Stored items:
PR #12516, opened 2026-08-03
Swap trust4 to topics

SPPearce:


modules/nf-core/trust4/tests/main.nf.test.snap
```diff
@@ -1,119 +1,339 @@
...
+                            "test_airr_align.tsv",
+                            "test_report.tsv"
+                        ]
+                    ]
+                ],
+                "versions_trust4": [
+                    [
+                        "TRUST4",
+                        "trust4",
+                        "TRUST4 using v1.1.5-r573"
```
LouisLeNezet: Could you update the version emission to keep only the version number ?

modules/nf-core/trust4/main.nf
```diff
@@ -26,7 +25,7 @@ process TRUST4 {
     tuple val(meta), path("*.out")                  , emit: out
     tuple val(meta), path("*.fq")                   , emit: fq
     tuple val(meta), path("**")                     , emit: outs
-    path "versions.yml"                             , emit: versions
+    tuple val("${task.process}"), val('trust4'), eval("run-trust4 2>&1 | grep -o 'v[0-9.]*-r[0-9]*' | sed 's/^/TRUST4 using /'"), emit: versions_trust4, topic: versions
```
LouisLeNezet: Something like the following maybe ?
```suggestion
    tuple val("${task.process}"), val('trust4'), eval("run-trust4 2>&1 | sed -n 's/.*TRUST4 using v/p'"), emit: versions_trust4, topic: versions
```

LouisLeNezet (changes requested):
A small issue with the output

LouisLeNezet (approved):

PR #12574, opened 2026-08-04
Add subworkflow for gridss somatic structural variant calling

### LINKED ISSUE #4498: new subworkflow: distributed computing GRIDSS subworkflow
### Is there an existing subworkflow for this?

- [X] I have searched for the existing subworkflow

- [X] If I'm planning to work on this subworkflow, I added myself to the `Assignees` to facilitate tracking who is working on the subworkflow

imsarath:
This PR adds `bam_tumor_normal_somatic_structural_variant_calling_gridss`, a subworkflow that calls somatic structural variants from a tumor/normal BAM pair. It chains the full GRIDSS workflow - optional targeted fragment extraction, per-sample preprocess, joint assembly and call, then `gridss_somatic_filter`. It emits the unfiltered joint VCF plus the all-somatic and high-confidence somatic call sets.

## PR checklist

Closes #4498 

- [x] Add a resource `label`
  - For modules:
  - For subworkflows:


subworkflows/nf-core/bam_somatic_sv_calling_gridss/tests/main.nf.test
```diff
@@ -0,0 +1,162 @@
+nextflow_workflow {
+
+    name "Test Subworkflow BAM_TUMOR_NORMAL_SOMATIC_STRUCTURAL_VARIANT_CALLING_GRIDSS"
```
SPPearce: Maybe we could shorten this? Seems a little excessive.

subworkflows/nf-core/bam_somatic_sv_calling_gridss/tests/main.nf.test
```diff
@@ -0,0 +1,162 @@
...
+            }
+        }
+    }
+
+    test("human - bam - tumor_normal - untargeted") {
+
+        when {
+            workflow {
+                """
+                input[0] = channel.of([
```
SPPearce, line 40: Shouldn't need the channel.of or channel.value at all.

subworkflows/nf-core/bam_somatic_sv_calling_gridss/main.nf
```diff
@@ -0,0 +1,67 @@
...
+
+
+workflow BAM_TUMOR_NORMAL_SOMATIC_STRUCTURAL_VARIANT_CALLING_GRIDSS {
+
+    take:
+    ch_input_bam            // channel: [ val(meta), [ tumor_bam, normal_bam ], [tumor_bai, normal_bai] ]
+    ch_fasta_fai_bwaindex   // channel: [ val(meta2), fasta, fai, bwa_index ]
+    ch_pondir               // channel: [ val(meta3), [ pondir ] ]
+    ch_gridss_config        // channel: [ val(meta4), [ gridss_config ] ]
+    val_target_bed          // string:  target BED for panel/exome data, null to run untargeted
```
SPPearce: This isn't a value?

subworkflows/nf-core/bam_somatic_sv_calling_gridss/tests/main.nf.test
imsarath: By shortening, you mean renaming the subworkflow. I just followed  `bam_tumor_normal_somatic_variant_calling_{gatk,strelka}` and added  `structural_`, which pushed it over. I did feel it was getting long as I was writing it. 

How about `bam_somatic_sv_calling_gridss`or `bam_tumor_normal_sv_calling_gridss`? Happy to use something else if you have any suggestions; just let me know, and I'll update it.

SPPearce (commented):
Can you format the main.nf with each module argument on its own line too please

subworkflows/nf-core/bam_somatic_sv_calling_gridss/tests/main.nf.test
imsarath: Modified the subworkflow name - `bam_somatic_sv_calling_gridss`

subworkflows/nf-core/bam_somatic_sv_calling_gridss/tests/main.nf.test
imsarath: I tried removing it completely, but `input[0]` and `input[1]` still require it.

subworkflows/nf-core/bam_somatic_sv_calling_gridss/main.nf
imsarath: Yes, it's a groovy path value for target_bed. I realized we could implement this in a cleaner way, so I've updated the code a bit. Let me know what you think of this approach!

subworkflows/nf-core/bam_somatic_sv_calling_gridss/tests/main.nf.test
SPPearce: hmm, dunno then, but fine.

subworkflows/nf-core/bam_somatic_sv_calling_gridss/tests/main.nf.test
```diff
@@ -0,0 +1,168 @@
...
+        }
+
+        then {
+            assertAll(
+                { assert workflow.success },
+                { assert snapshot(
+                    path(workflow.out.gridss_vcf[0][1]).vcf.summary,
+                    workflow.out.all_somatic_vcf.collect { meta, vcf -> [ meta, file(vcf).name ] },
+                    workflow.out.high_confidence_somatic_vcf.collect { meta, vcf -> [ meta, file(vcf).name ] }
+                ).match() }
```
SPPearce, line 74: Try this (untested):
```suggestion
                { assert snapshot(sanitizeOutput(workflow.out, variantsMD5Keys: ["gridss_vcf", "all_somatic_vcf", "high_confidence_somatic_vcf"]).match() }
```

SPPearce (commented):
A couple of comments.
You should be able to calculate `is_targeted` based on whether ch_target_bed exists?
Should the input tuple be flatter, rather than [tumour_bam, normal_bam] as a nested tuple.
Should the target bed be part of the input tuple? I could see scenarios where you are only interested in certain variants per sample.
What happens if you have more than one tumour sample per normal sample, can the subworkflow deal with that?

imsarath:
Sorry for the slow reply, and thanks for the detailed review!

1. `is_targeted` from `ch_target_bed` - I did try that first, but I couldn't get it to work. The problem is that `is_targeted` drives an if block that decides which processes get included in the DAG, and that decision happens at workflow-composition time - the channel contents aren't available yet, so an empty vs. non-empty ch_target_bed can't be inspected there. A boolean was the simplest thing that worked. Happy to switch if there's a better pattern.
2. Flatter input tuple -  Is there a specific advantage to the flat form? I used the nested one because GRIDSS_ASSEMBLE/CALL take the paired BAMs as a list anyway. Easy to change if flat is the convention.
3. Target BED in the input tuple - Agreed, makes sense. Note that `GRIDSS_EXTRACTOVERLAPPINGFRAGMENTS` currently takes the BED as a separate channel, so that module would need updating too.
4. Multiple tumours per normal - I hadn't considered it; the focus was one tumour/one normal, so it won't handle that today. We can add it, but it'd need a nested structure for the tumour BAMs/BAIs, which conflicts with point 2.

PR #1583, opened 2026-05-03
🐛 `sparse.csgraph`: add missing callable return type for `laplacian` with `form="function"`

### LINKED ISSUE #1580: `sparse.csgraph.laplacian`: missing callable return type for `form="function"`
`sparse.csgraph.laplacian` (https://docs.scipy.org/doc/scipy/reference/generated/scipy.sparse.csgraph.laplacian.html)
```
python3 - << 'EOF'
import numpy as np
from scipy.sparse.csgraph import laplacian
from scipy.sparse.linalg import LinearOperator
from scipy.sparse._base import _spbase

G = np.array([[0,1,1],[1,0,1],[1,1,0]], dtype=float)
fn = laplacian(G, form="function")

print("type:", type(fn))
print("callable:", callable(fn))
print("is _spbase:", isinstance(fn, _spbase))
print("is LinearOperator:", isinstance(fn, LinearOperator))
print("is ndarray:", isinstance(fn, np.ndarray))
EOF
```

output:
```
type: <class 'function'>
callable: True
is _spbase: False
is LinearOperator: False
is ndarray: False

```

also we can have small improvements in the docs, as the top line does not mention function, but it is in description . (in my opinion we should add in top line also).
i feel we have some more gaps in our stubs, but i need to verify, 

@jorenham please let me know, your thoughts on this .

Aniketsy:
fixes #1580

### DIFF
--- a/tests/sparse/csgraph/test_laplacian.pyi
+++ b/tests/sparse/csgraph/test_laplacian.pyi
@@ -1,0 +1,19 @@
+from typing import reveal_type
+
+import numpy as np
+import numpy.typing as npt
+
+from scipy.sparse.csgraph import laplacian
+
+G: npt.NDArray[np.float64]
+v: npt.NDArray[np.float64]
+
+fn = laplacian(G, form="function")
+reveal_type(fn)  # Callable
+
+result = fn(v)
+reveal_type(result)
+
+fn2, diag = laplacian(G, form="function", return_diag=True)
+reveal_type(fn2)
+reveal_type(diag)
--- a/tests/sparse/csgraph/test_laplacian.pyi
+++ b/tests/sparse/csgraph/test_laplacian.pyi
@@ -1,19 +1,18 @@
-from typing import reveal_type
+from collections.abc import Callable
 
 import numpy as np
 import numpy.typing as npt
+import optype as op
+import optype.numpy as onp
+import optype.numpy.compat as npc
 
 from scipy.sparse.csgraph import laplacian
 
-G: npt.NDArray[np.float64]
-v: npt.NDArray[np.float64]
+_f64_nd: npt.NDArray[np.float64]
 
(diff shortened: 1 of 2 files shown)


jorenham (changes requested):
If we remove the `"function" from  `_Form`, we no longer have overlapping overloads, allowing us to *only* return the callable for `form="function"`, i.e. so that in case of "array" and "lo" the return type will stay the same as it currently is.

tests/sparse/csgraph/test_laplacian.pyi
```diff
@@ -0,0 +1,19 @@
+from typing import reveal_type
+
+import numpy as np
+import numpy.typing as npt
+
+from scipy.sparse.csgraph import laplacian
+
+G: npt.NDArray[np.float64]
+v: npt.NDArray[np.float64]
```
jorenham: I prefer the usual naming convention for these, i.e. using something like `_f64_nd` for both

tests/sparse/csgraph/test_laplacian.pyi
```diff
@@ -0,0 +1,19 @@
...
+
+fn = laplacian(G, form="function")
+reveal_type(fn)  # Callable
+
+result = fn(v)
+reveal_type(result)
+
+fn2, diag = laplacian(G, form="function", return_diag=True)
+reveal_type(fn2)
+reveal_type(diag)
```
jorenham: `reveal_type` doesn't test anything; it's purely a debugging tool; use `assert_type` or `optype.test.assert_subtype` ([docs](https://jorenham.github.io/optype/reference/experimental/test/)).

Aniketsy: ahh, yes  i'll add `optype.test.assert_subtype` for this.

jorenham (approved):

PR #1592, opened 2026-05-12
🐛: special: Refine overloads for multiufuncs

fbourgey:
Follow-up of https://github.com/scipy/scipy-stubs/pull/159 following https://github.com/scipy/scipy-stubs/pull/1590#issuecomment-4416103534


jorenham:
supplanted by #1606

Issue #1614, opened 2026-05-26
Tracker: SciPy 1.18.0 support


jorenham:
https://github.com/scipy/scipy/releases/tag/v1.18.0rc1

- [x] Bump SciPy and Python - #1615
  - Add temp ignores (ruff, stubtest, unstubbed modules)
  - CI matrix updates (+ update required gh checks)
  - TOX
  - Version literals in stubs
  - Docs (i.e. `*.md` references to now-dropped versions)
- [x] Fix stubtest errors (resolve `.mypyignore` todo's)
- [x] Fix `scripts/unstubbed_modules.py` errors (resolve `TODO_1_18`)
- [x] Fix ruff errors (pyupgrade; see `# TODO` in `pyproject.toml` under `[tool.ruff.lint]`)
  - [x] `UP040`
  - [x] `UP046`
  - [x] `UP047`
- [x] New deprecations (https://github.com/scipy/scipy/releases/tag/v1.18.0rc1)
- [x] After stubtest: Manually check release notes for any other changes
  - [x] `sparse.linalg.LinearOperator` N-d support (use generic shape type)
  - [x] `sparse.linalg.minres` complex support
  - [x] `spatial.distance.{minkowski, euclidean, seuclidean}` N-d support
  - [x] `spatial.KDTree.sparse_distance_matrix` *can* now return sparse *arrays*
- [x] replace `np.bool_` with `np.bool`

Aniketsy:
hi @jorenham  please let me know if you're working on these or i can help with this..
- Fix stubtest errors (resolve .mypyignore todo's)
- Fix ruff errors (pyupgrade; see # TODO in pyproject.toml under [tool.ruff.lint])

jorenham:
> hi [@jorenham](https://github.com/jorenham) please let me know if you're working on these or i can help with this..
> 
> * Fix stubtest errors (resolve .mypyignore todo's)
> * Fix ruff errors (pyupgrade; see # TODO in pyproject.toml under [tool.ruff.lint])

There are some annoying things related to PEP 695 that need to be worked around. And because we have a deadline, it's better if I do both. But thanks for the offer :)

PR #1615, opened 2026-05-26
📌 scipy 1.18.0rc1

jorenham:
This is but the first step in the big 1.17 -> 1.18 metamorphosis, and ignores almost all of the new errors (for now, of course).

This also drops Python 3.11 support, because SciPy 1.18.0 also no longer supports it. This means that PEP 695 syntax is now an option (but because of implicit variance probably not always a good idea to use).

Towards #1614


jorenham:
GitHub Actions is having issues (again): https://www.githubstatus.com/:

> **Investigating** - We are investigating reports of degraded performance for Actions and Pages
> May 26, 2026 - 10:57 UTC

PR #1624, opened 2026-05-26
👽️ `linalg.bandwidth`: sync with upstream (backwards incompatible type change)

jorenham:
Several upstream changes for `scipy.linalg.bandwith`:

- The implementation moved from `_cythonized_array_utils` to `linalg._misc` 
  - No problems here
- Batching for >2-d input
  - Not mentioned in the [rc1 relnotes](https://github.com/scipy/scipy/releases/tag/v1.18.0rc1)
- For 2-D input, the return type changed from `(int, int)` to `(np.int64, np.int64)`
  - Also not mentioned in the [rc1 relnotes](https://github.com/scipy/scipy/releases/tag/v1.18.0rc1).
  - From a typing perspective, this is a **backwards-incompatible breaking change**, because even though `np.int64` and `int` are mostly ducktype-compatible, they are incompatible nominal types. This is likely to lead to new typing errors, because  `a: int = np.int64(1)` is invalid, and so is `b: np.int64 = 1`. So "swapping" `int` for `int64` or vice-versa won't be accepted by type-checkers [^1]. 

I think it would be best to revert the `int`/`np.int64` return type change. The new batching support is probably also worth mentioning.

Towards #1614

Exercise:
All lines in the records that contain "both" are to be copied and returned.

Solution:
jorenham: I prefer the usual naming convention for these, i.e. using something like `_f64_nd` for both
There are some annoying things related to PEP 695 that need to be worked around. And because we have a deadline, it's better if I do both. But thanks for the offer :)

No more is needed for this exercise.